=== Section Start ===

PR #78, opened 2024-05-20
add retry to tektonconfig wait

avi-biton:
add retry in case tektonconfig is not yet created

### DIFF
--- a/deploy-deps.sh
+++ b/deploy-deps.sh
@@ -49,7 +49,7 @@ deploy_tekton() {
     kubectl apply -k "${script_path}/dependencies/tekton-operator"
     retry kubectl wait --for=condition=Ready -l app=tekton-operator -n tekton-operator pod --timeout=240s
     # Wait for the operator to create configs for the first time before applying configs
-    kubectl wait --for=condition=Ready tektonconfig/config --timeout=360s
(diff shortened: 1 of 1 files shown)


yftacherzog:
The overall wait time could be very long here - 3 x 360s.

If I understand correctly, we're doing retries not for the case in which reconciliation is not done yet, but in case the configs were not created yet (i.e. reconciliation did not start yet).

If I'm trying to do a `wait` on configs that don't exist at all, the command returns immediately:

```bash
kubectl wait --for=condition=Ready tektonconfig/configZ --timeout=360s
Error from server (NotFound): tektonconfigs.operator.tekton.dev "configZ" not found
```

So in this case the retry will move to the next iteration immediately, which will mean the waiting time will not be very long, but if the configs exist and the operator is just unable to reconcile them, then the waiting time is going to be very long, which might be frustrating.

I'm not sure what's the right approach, but given that we did not see this `wait` failing yet, I think it might be that the condition we wait on just before (`--for=condition=Ready -l app=tekton-operator`) might already cover the creation of the configs.

All in all, I'm not sure we should apply this fix before we see the issue exists.

cc @gbenhaim

gbenhaim:
@yftacherzog I don't mind waiting with this PR.

avi-biton:
Closing it for now, we can reopen it if needed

=== Section End ===

*TASK OBJECTIVE*: Retype all of the listing exactly, leaving out no line.

*ANSWER TO THE PROBLEM*:
PR #78, opened 2024-05-20
add retry to tektonconfig wait

avi-biton:
add retry in case tektonconfig is not yet created

### DIFF
--- a/deploy-deps.sh
+++ b/deploy-deps.sh
@@ -49,7 +49,7 @@ deploy_tekton() {
     kubectl apply -k "${script_path}/dependencies/tekton-operator"
     retry kubectl wait --for=condition=Ready -l app=tekton-operator -n tekton-operator pod --timeout=240s
     # Wait for the operator to create configs for the first time before applying configs
-    kubectl wait --for=condition=Ready tektonconfig/config --timeout=360s
(diff shortened: 1 of 1 files shown)


yftacherzog:
The overall wait time could be very long here - 3 x 360s.

If I understand correctly, we're doing retries not for the case in which reconciliation is not done yet, but in case the configs were not created yet (i.e. reconciliation did not start yet).

If I'm trying to do a `wait` on configs that don't exist at all, the command returns immediately:

```bash
kubectl wait --for=condition=Ready tektonconfig/configZ --timeout=360s
Error from server (NotFound): tektonconfigs.operator.tekton.dev "configZ" not found
```

So in this case the retry will move to the next iteration immediately, which will mean the waiting time will not be very long, but if the configs exist and the operator is just unable to reconcile them, then the waiting time is going to be very long, which might be frustrating.

I'm not sure what's the right approach, but given that we did not see this `wait` failing yet, I think it might be that the condition we wait on just before (`--for=condition=Ready -l app=tekton-operator`) might already cover the creation of the configs.

All in all, I'm not sure we should apply this fix before we see the issue exists.

cc @gbenhaim

gbenhaim:
@yftacherzog I don't mind waiting with this PR.

avi-biton:
Closing it for now, we can reopen it if needed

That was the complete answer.